### Regular Polygon Tessellations I

Objective: To understand which regular polygons will tile by themselves, which won't, and why.
Materials: For teaching students, hands-on manipulatives such as Pattern Blocks or Tessel-Gons are recommended.

A polygon is a many-sided shape. A regular polygon is one in which all of the sides and angles are equal. Some examples are shown below.

These are referred to as, respectively, (regular) triangle, square, pentagon, hexagon, heptagon, and octagon. A vertex is a point at which three or more tiles in a tessellation meet. Two tiles cannot meet in a point, but would have to meet in line. First, try tessellating with hexagons. This works, as shown below, with three hexagons meeting at each vertex.

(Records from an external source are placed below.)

PR #88, opened 2019-07-16
Ataymano/empty events fix

ataymano:
No empty events and no concurrent prunings.


rlclientlib/logger/event_queue.h
```diff
@@ -52,6 +56,7 @@ namespace reinforcement_learning {
     void prune(float pass_prob)
     {
       std::unique_lock<std::mutex> mlock(_mutex);
+      if (!is_full()) return;
```
lokitoth: When you merge this, please make sure to explain the broken behaviour and the fix in the commit message.

PR #89, opened 2019-07-18
Ataymano/multiinstance events send

ataymano:
Custom reward ratio + Multiinstance mode for test_cpp


examples/test_cpp/main.cc
```diff
@@ -34,18 +36,29 @@ po::variables_map process_cmd_line(const int argc, char** argv) {
...
-    if (!loop.init()) {
-      std::cerr << "Test loop haven't initialized properly." << std::endl;
-      return -1;
+    const size_t instancees = vm["instances"].as<size_t>();
+    std::vector<std::thread> _threads;
+    for (size_t i = 0; i < instancees; ++i) {
+      _threads.push_back(std::thread(&run_test_instance, i, vm));
+    }
+    for (size_t i = 0; i < instancees; ++i) {
+      _threads[i].join();
```
lokitoth: If I understand correctly, what is going on here is that it will join into the execution of each thread, one-at-a-time. Does this impact the results in any way? In other words, does draining one-at-a-time, rather than all-together, change the scheduling behaviour of the threads?

examples/test_cpp/main.cc
```diff
@@ -34,18 +36,29 @@ po::variables_map process_cmd_line(const int argc, char** argv) {
...
 int main(int argc, char** argv) {
   try {
     const auto vm = process_cmd_line(argc, argv);
     if (is_help(vm)) return 0;
-
-    test_loop loop(vm);
-    if (!loop.init()) {
-      std::cerr << "Test loop haven't initialized properly." << std::endl;
-      return -1;
+    const size_t instancees = vm["instances"].as<size_t>();
```
lokitoth: [Minor][Nit] Typo

examples/test_cpp/main.cc
ataymano: no, it is not - they are running simultaneously for sure.

PR #276, opened 2021-03-12
Fix a bunch of issues found by VS 2019 compiled and  /permissive-

kumpera:
In particular:

Make sure `container_iterator` and `const_container_iterator` correctly
work as random access iterators.

Fix `container_iterator::operator*()const` to return a non-const value.
A const interator is not the same thing as a const_interator. C++
constness is a constant source of joyfull surprises.

Beyond that, fix a couple variable size issues and a missing return code
in a falible function.

### DIFF
--- a/include/container_iterator.h
+++ b/include/container_iterator.h
@@ -48,7 +48,7 @@ namespace reinforcement_learning {
     TElem& operator*() {
       return _coll[_idx];
     }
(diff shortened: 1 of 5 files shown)


jakub-szymanski:
LGTM

olgavrou (approved):

PR #280, opened 2021-03-19
Reward function unit tests and test tool updates

cheng-tan:
TODO:
- [x] add test for earliest reward function
- [x] add test for apprentice mode


test_tools/log_parser/parser.py
```diff
@@ -141,6 +141,7 @@ def dump_preamble_file(file_name, buf):
     dump_event_batch(buf[PREAMBLE_LENGTH : PREAMBLE_LENGTH + preamble["msg_size"]])
 
 MSG_TYPE_HEADER = 0x55555555
+MSG_TYPE_REWARD_FUNCTION = 0x11111111
```
olgavrou, line 144: I think this is named `REWARD_FUNCTION` in the joiner and in the parser.. should we change the name there to be consistent?

external_parser/unit_tests/test_reward_functions.cc
```diff
@@ -0,0 +1,119 @@
...
+  }
+
+  BOOST_AUTO_TEST_CASE(average) {
+    float reward = get_float_reward(
+      "cb_v2.fb",
+      "f-reward_3obs_v2.fb",
+      v2::RewardFunctionType_Average
+    );
+
+    BOOST_CHECK_EQUAL(reward, (3 + 4 + 5) / 3);
```
olgavrou, line 63: c++ does integer division if all numbers are integers (e.g. `3/4` == `0`), since we are doing float reward calculation is that accounted for?

olgavrou (approved):

external_parser/example_joiner.cc
```diff
@@ -355,7 +355,8 @@ int example_joiner::process_joined(v_array<example *> &examples) {
     enqueued_time->tm_sec = joined_event->timestamp()->second();
 
     time_t enqueued_time_utc = mktime(enqueued_time);
-    std::cout << "enqueued time utc: " << enqueued_time_utc << std::endl;
+
```
olgavrou, line 358: nit: we can start removing the cout statements now that we have unit tests to check stuff

external_parser/unit_tests/test_reward_functions.cc
kumpera: we need to make at least one number a float. IE `(3.0 + 4 + 5) / 3`

PR #281, opened 2021-03-22
[Binary parser ] decompression and inter-batch caching

olgavrou:
- Supports zstd decompression
- Keeps dedup examples that are the same between dedup payloads (old ones evicted using a lru cache-style implementation)
- More tests


external_parser/example_joiner.cc
```diff
@@ -244,37 +275,30 @@ int example_joiner::process_outcome(const v2::Event &event,
...
   o_event.metadata = {"client_time_utc",
                       metadata.app_id() ? metadata.app_id()->str() : "",
-                      metadata.payload_type(),
-                      metadata.pass_probability(),
+                      metadata.payload_type(), metadata.pass_probability(),
                       metadata.encoding()};
   o_event.enqueued_time_utc = enqueued_time_utc;
 
-  auto outcome = v2::GetOutcomeEvent(event.payload()->data());
+  flatbuffers::DetachedBuffer detached_buffer;
```
cheng-tan, line 282: `detached_buffer` doesn't seem to be used

olgavrou: true, removed

PR #288, opened 2021-04-06
[parser] Update to latest schema and add large file goodies.

kumpera:
The two large file improvements are: `--short` and `--summary`.

`--short`: produce a one line message per event.
`--summary`: print one line per checkpoint message.

### DIFF
--- a/test_tools/log_parser/parser.py
+++ b/test_tools/log_parser/parser.py
@@ -6,10 +6,14 @@ import sys
 import json
 import struct
 import datetime
+import argparse
+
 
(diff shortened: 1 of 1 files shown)


olgavrou (commented):
Do we want to have the joiner.py produce checkpoints or is that something we will skip?

cheng-tan:
> Do we want to have the joiner.py produce checkpoints or is that something we will skip?

I'm updating RewardFunctionInfo to CheckpointInfo and add in the config of learning mode and problem type. I can update the joiner.py, it will be needed for the unit test files.

PR #291, opened 2021-04-12
Update reward function info to checkpoint info

cheng-tan:


external_parser/example_joiner.cc
```diff
@@ -149,6 +150,14 @@ void example_joiner::set_default_reward(float default_reward) {
   _default_reward = default_reward;
 }
 
+void example_joiner::set_learning_mode_config(const v2::LearningModeType learning_mode) {
```
olgavrou, line 153:
```suggestion
void example_joiner::set_learning_mode_config(const v2::LearningModeType& learning_mode) {
```

(same below)

olgavrou (approved):

PR #302, opened 2021-04-21
Fix a bunch of bugs plus an improvement to log_parser that I used to debug this.

kumpera:
parser.py can will now parse all preamble messages in a file.

rl.net.cli was not disposing its live model, now it does.

Introduced some basic logging to the batching process so we can do basic monitoring without having to a debugger or adding printf statements.

The extra logging turned out to be a problem because at-exit flushing was done from async_batch dtor and accessing a bunch of dangling pointers - fun stuff!

I fixed that by moving the flushing to live_model_impl, which owns everything so its dtor can do it safely.

### DIFF
--- a/bindings/cs/rl.net.cli/RLSimulator.cs
+++ b/bindings/cs/rl.net.cli/RLSimulator.cs
@@ -283,7 +283,7 @@ namespace Rl.Net.Cli
         }
     }
 
-    internal class RLSimulator
+    internal class RLSimulator : IDisposable
     {
         private RLDriver driver;
 
@@ -322,5 +322,29 @@ namespace Rl.Net.Cli
                 this.driver.OnError -= value;
             }
         }
+
+        #region IDisposable Support
+        private bool disposedValue = false; // To detect redundant calls
+
+        protected virtual void Dispose(bool disposing)
+        {
+            Console.WriteLine("Disponsing rlsim");
+            if (!disposedValue)
+            {
+                if (disposing)
+                {
+                    this.driver?.Dispose();
+                    this.driver = null;
+                }
+
+                disposedValue = true;
+            }
+        }
+
+        public void Dispose()
+        {
+            Dispose(true);
+        }
+        #endregion
     }
 }
--- a/rlclientlib/live_model_impl.cc
+++ b/rlclientlib/live_model_impl.cc
@@ -397,6 +397,13 @@ namespace reinforcement_learning {
     _learning_mode = learning::to_learning_mode(_configuration.get(name::LEARNING_MODE, value::LEARNING_MODE_ONLINE));
   }
 
+  live_model_impl::~live_model_impl() {
+    if (_interaction_logger)
+	  _interaction_logger->flush();
+	if (_outcome_logger)
+		_outcome_logger->flush();
+  }
+
   int live_model_impl::init_trace(api_status* status) {
     const auto trace_impl = _configuration.get(name::TRACE_LOG_IMPLEMENTATION, value::NULL_TRACE_LOGGER);
     i_trace* plogger;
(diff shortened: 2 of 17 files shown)


rlclientlib/live_model_impl.cc
```diff
@@ -397,6 +397,13 @@ namespace reinforcement_learning {
     _learning_mode = learning::to_learning_mode(_configuration.get(name::LEARNING_MODE, value::LEARNING_MODE_ONLINE));
   }
 
+  live_model_impl::~live_model_impl() {
+    if (_interaction_logger)
```
ataymano, line 401: how flushing in live_model destructor is better than doing it in async_batcher's one?

bindings/cs/rl.net.cli/RLSimulator.cs
```diff
@@ -322,5 +322,29 @@ public void Run(int steps = SimulatorStepProvider.InfinitySteps, int slots = Sim
                 this.driver.OnError -= value;
             }
         }
+
+        #region IDisposable Support
+        private bool disposedValue = false; // To detect redundant calls
```
olgavrou, line 327: just for my education: is this some kind of C# object disposal trick? why not put stuff in `Dispose()`?

rlclientlib/logger/async_batcher.h
```diff
@@ -46,27 +49,30 @@ namespace reinforcement_learning { namespace logger {
...
       api_status* status);
 
-    void flush(); //flush all batches
 
   public:
     async_batcher(i_message_sender* sender,
                   utility::watchdog& watchdog,
                   shared_state_t& shared_state,
                   error_callback_fn* perror_cb,
+                  i_trace *tracer,
```
olgavrou, line 65: nit: should we place the `trace` argument to the end since it is more likely to be missing than `config`?

rlclientlib/live_model_impl.cc
kumpera: Because of liveness. 
live_model dtor owns all the relevant objects and they will be valid during its dtor.
async_batcher doesn't own anything, so it's all potentially dangling pointers when its dtor is called.

I explained it in detail over one of the commits.

```
Add a dtor to live_model_impl and flush the queues from it.

Why flushing from live_model_impl is ok but from async_batcher is not?

async_batcher holds un-owned references to a lot of stuff and the
expectation is that those objects won't be valid during destruction.

Flushing data in async_batcher requires those dangling pointers to
be valid so we cannot do it from the dtor.

Then why is it ok to do it from live_model_impl dtor? As it turns out,
it holds owning references to pretty much everything that's needed for flushing.

Did you say pretty much? Yes, there are a lot of un-owned references in
live_model_impl as well but they look related to initialization only.
Life is too short otherwise.
```

bindings/cs/rl.net.cli/RLSimulator.cs
kumpera: It's not a trick, it's the recommended way to implement IDisposable.

It avoids a lot of common pitfalls associated with implementing it.

Here's an article explaining it:
https://docs.microsoft.com/en-us/dotnet/standard/garbage-collection/implementing-dispose

rlclientlib/logger/async_batcher.h
kumpera: I find optional arguments in non-API methods to be a terribly bad idea as it makes REALLY EFFING HARD to correctly wire them around.

It's not a compiler error to miss an optional argument and that will lead to stuff mysteriously not working.
There's no ergonomic value in optional argument for non-published APIs.

I made the change this way so i_trace doesn't have to be optional.

rlclientlib/live_model_impl.cc
ataymano: yeah that makes sense, thank you

ataymano (approved):
LGTM. Although looks like there is some consistent issue with indentation (maybe spaces vs tabs?)

kumpera:
> 
> 
> LGTM. Although looks like there is some consistent issue with indentation (maybe spaces vs tabs?)

Yes, formatting is all bad because I used VS which I can't figure out how to make it respect our style. I'll fix it using clang-fmt before committing.

olgavrou (approved):

PR #303, opened 2021-04-22
fb to dsjson log converter

cheng-tan:
TODO:
- [x] Assign reward function, default reward etc.
- [x]  Enable this by passing a flag to external parser
- [x]  Verify original label cost if apprentice is off
- [x]  Format TimeStamp field


external_parser/example_joiner.h
```diff
@@ -82,7 +84,13 @@ class example_joiner {
   // true if there are still event-groups to be processed from a deserialized
   // batch
   bool processing_batch();
+
+  joined_event get_grouped_example();
+  std::vector<const v2::JoinedEvent *> get_grouped_events();
+
   float get_reward();
```
olgavrou, line 91: nit: maybe add a comment somewhere explaining what original reward means

external_parser/parse_example_external.cc
```diff
@@ -13,6 +15,18 @@ bool parser_options::is_enabled() { return binary; }
 std::unique_ptr<parser>
 parser::get_external_parser(vw *all, const input_options &parsed_options) {
   if (parsed_options.ext_opts->binary) {
+    bool binary_to_json = parsed_options.ext_opts->binary_to_json;
+    if (binary_to_json) {
+      std::string infile_name = all->data_filename;
+      std::string outfile_name = infile_name.substr(
```
olgavrou, line 21: should probably never happen, but maybe check that the filename doesn't already end in `dsjson` and if it does log a warning?

olgavrou: or maybe even abort, because it looks like on line 24 we are trying to delete it, so might end up deleting an input file if someone calls this with a dsjson file by mistake

external_parser/example_joiner.cc
```diff
@@ -458,20 +476,28 @@ int example_joiner::process_joined(v_array<example *> &examples) {
...
+        _reward = _original_reward;
       }
     } else {
-      _reward = _reward_calculation(je);
+      _reward = _original_reward;
     }
   }
 
-  try_set_label(je, _reward, examples);
+  if (_binary_to_json) {
```
olgavrou, line 494: could open the file in the constructor of `example_joiner` and just write to it on every call, and then close the file in the destructor

external_parser/example_joiner.cc
```diff
@@ -304,8 +309,19 @@ int example_joiner::process_interaction(const v2::Event &event,
...
+      std::move(meta),
+      std::move(data)
+    };
+
+    if (_binary_to_json) {
+      je.context = context;
+      je.model_id = cb->model_id()->data();
+    }
+
+    std::string line_vec(context, cb->context()->size());
```
olgavrou, line 324: could we instead of keeping a `const char *` in `joined_event` for the context, keep a `std::string` and copy it into the `je` struct after line 324? I think it's best to copy the string otherwise not sure what happens if the json parser performs destructive parsing

external_parser/example_joiner.cc
```diff
@@ -231,7 +240,7 @@ const T *example_joiner::process_compression(const uint8_t *data, size_t size,
   return payload;
 }
 
-void example_joiner::try_set_label(const joined_event &je, float reward,
+void example_joiner::try_set_label(const joined_event &je,
```
olgavrou, line 243: nice :)

external_parser/parse_example_external.cc
```diff
@@ -13,6 +15,22 @@ bool parser_options::is_enabled() { return binary; }
...
+    if (binary_to_json) {
+      std::string infile_path = all->data_filename;
+      std::string infile_name = infile_path.substr(
+        0, infile_path.find_last_of('.'));
+      std::string infile_extension = infile_path.substr(
+        infile_path.find_last_of(".") + 1);
+
+      if (infile_extension == "dsjson") {
+        throw std::runtime_error("input file for --binary_to_json option should"
+        " be binary format");
```
olgavrou, line 28:
```suggestion
        " be binary format, file provided: " + infile_path);
```

external_parser/parse_example_external.cc
```diff
@@ -13,6 +15,22 @@ bool parser_options::is_enabled() { return binary; }
 std::unique_ptr<parser>
 parser::get_external_parser(vw *all, const input_options &parsed_options) {
   if (parsed_options.ext_opts->binary) {
+    bool binary_to_json = parsed_options.ext_opts->binary_to_json;
+    if (binary_to_json) {
+      std::string infile_path = all->data_filename;
```
olgavrou, line 20:
```suggestion
      const auto& infile_path = all->data_filename;
```

external_parser/parse_example_external.cc
```diff
@@ -13,6 +15,22 @@ bool parser_options::is_enabled() { return binary; }
...
+      std::string infile_name = infile_path.substr(
```
olgavrou, line 21:
```suggestion
     const auto& infile_name = infile_path.substr(
```

external_parser/parse_example_external.cc
```diff
@@ -13,6 +15,22 @@ bool parser_options::is_enabled() { return binary; }
...
+        0, infile_path.find_last_of('.'));
+      std::string infile_extension = infile_path.substr(
```
olgavrou, line 23:
```suggestion
      const auto& infile_extension = infile_path.substr(
```

olgavrou (approved):
left some nit suggestions, otherwise LGTM

PR #311, opened 2021-05-06
[Binary parser] more error handling and logging

olgavrou:
- checking and handling errors -> cleanup if something went wrong and continue if you can
  - will skip an interaction if the interaction could not be processed or if one of its outcomes could not be processed
  - will skip an entire batch if a dedup payload can't be processed
- logging using:
  - `warn` if we can cleanup and continue while skipping the interaction
  - `error` when we can cleanup and continue but are skipping an entire batch
  - `critical` when we can't continue and so are exiting

before merging will add some tests/testfiles to follow the error paths


external_parser/example_joiner.cc
```diff
@@ -140,20 +141,25 @@ void example_joiner::return_example_f(void *vw, example *ex) {
   ((example_joiner *)vw)->return_example(ex);
 }
 
-int example_joiner::process_event(const v2::JoinedEvent &joined_event) {
+bool example_joiner::process_event(const v2::JoinedEvent &joined_event) {
```
kumpera, line 144: Don't we need to surface rich info about the errors so the top level caller knows why it failed?

external_parser/example_joiner.cc
```diff
@@ -273,38 +288,66 @@ void example_joiner::try_set_label(const joined_event &je,
...
+}
+
+bool example_joiner::process_interaction(const v2::Event &event,
+                                         const v2::Metadata &metadata,
+                                         const TimePoint &enqueued_time_utc,
+                                         v_array<example *> &examples) {
+
+  if (EnumNamePayloadType(metadata.payload_type()) !=
+      EnumNameProblemType(_problem_type_config)) {
+    VW::io::logger::log_warn(
```
kumpera, line 318: I find it weird that we're calling a global function and not an instance method

external_parser/example_joiner.cc
```diff
@@ -315,52 +358,73 @@ int example_joiner::process_interaction(const v2::Event &event,
...
-    } else {
-      VW::template read_line_json<false>(
-          *_vw, examples, const_cast<char *>(line_vec.c_str()),
-          reinterpret_cast<VW::example_factory_t>(&VW::get_unused_example), _vw,
-          &_dedup_cache.dedup_examples);
+    joined_event je{enqueued_time_utc,
+                    {timestamp_to_chrono(*metadata.client_time_utc()),
+                     metadata.app_id() ? metadata.app_id()->str() : "",
+                     metadata.payload_type(), metadata.pass_probability(),
+                     metadata.encoding(), metadata.id()->str(), learning_mode},
```
kumpera, line 368: did we check if `metadata.id()` was valid before here?

external_parser/example_joiner.cc
```diff
@@ -315,52 +358,73 @@ int example_joiner::process_interaction(const v2::Event &event,
...
+                    std::move(data),
+                    line_vec,
+                    cb->model_id()->data()};
```
kumpera, line 371: Same question, did we check? Plus, model is is string IIRC.

external_parser/example_joiner.cc
olgavrou: I'll check with Peter but I think that that is how the logs are currently implemented, there is no instance method afaik

external_parser/example_joiner.cc
olgavrou: My approach is to keep things as local as possible, logging where appropriate and handling errors in a logical way and at the lowest level possible.

We are lucky here in that if something fails in a lower level call we need to either clean and continue or just continue to the next payload

external_parser/example_joiner.cc
peterychang: There are plans to create an instanced logger, but it requires a lot of piping and since the change was kind of urgent I went with a global logger for now

external_parser/example_joiner.cc
olgavrou: yes it's been checked on a higher level

external_parser/example_joiner.cc
olgavrou: yes checked, good point it is a string, changing

PR #313, opened 2021-05-10
Ataymano/trainer join

ataymano:
per episode join.
still in progress:
- topological sort
- tests


ataymano:
Please ignore - it is already stale. Let me split it into 2 parts:
- common changes around joiner interface PR to master
- multistep logic PR to feature branch

PR #314, opened 2021-05-10
[Binary parser] refactor reward related structs and methods

olgavrou:
move into `reward.h`

### DIFF
--- a/external_parser/example_joiner.cc
+++ b/external_parser/example_joiner.cc
@@ -1,6 +1,7 @@
 #include "example_joiner.h"
 #include "log_converter.h"
 
+#include "generated/v2/CbEvent_generated.h"
 #include "generated/v2/DedupInfo_generated.h"
 #include "generated/v2/Event_generated.h"
 #include "generated/v2/Metadata_generated.h"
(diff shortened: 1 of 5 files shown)


external_parser/example_joiner.cc
```diff
@@ -11,90 +12,16 @@
...
 
 // VW headers
-#include "example.h"
 #include "io/logger.h"
 #include "parse_example_json.h"
 #include "parser.h"
-#include "v_array.h"
-
-namespace RewardFunctions {
-float average(const joined_event &event) {
```
ataymano, line 21: not for this PR, but just a question:
is there a strong reason why this interface takes joined_event as input but not const <outcome_event>&?

ataymano (approved):

external_parser/example_joiner.cc
olgavrou: I think mostly future-proofing since a more complex reward function might need more information. We could make it more strict and only use `outcome_event` if we see we don't use anything else from `joiend_event` @cheng-tan what do you think?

Since the interior angles get larger as the number of sides in a polygon gets larger, no regular polygons with more than six sides can tessellate by themselves. (Hexagons already have the minimum possible number of tiles meeting at each vertex, three.) If you have a Tessel-gons set, you can try tessellating with octagons to illustrate this point. Next, try tessellating with squares. This is also possible, as shown below.

Here four tiles meet at each vertex. Since there are no integers between three and four, pentagons must not tessellate. This is shown below. (Foam rubber regular pentagons can be purchased from Tessellations for \$0.25 each, if you want to be able to demonstrate this hands on.)

Finally, try tessellating with triangles. This is also possible, as shown below, where the number of tiles meeting at each vertex is six. Since there are no regular polygons with less than three sides, the only regular polygons which will tile be themselves are triangles, squares, and hexagons.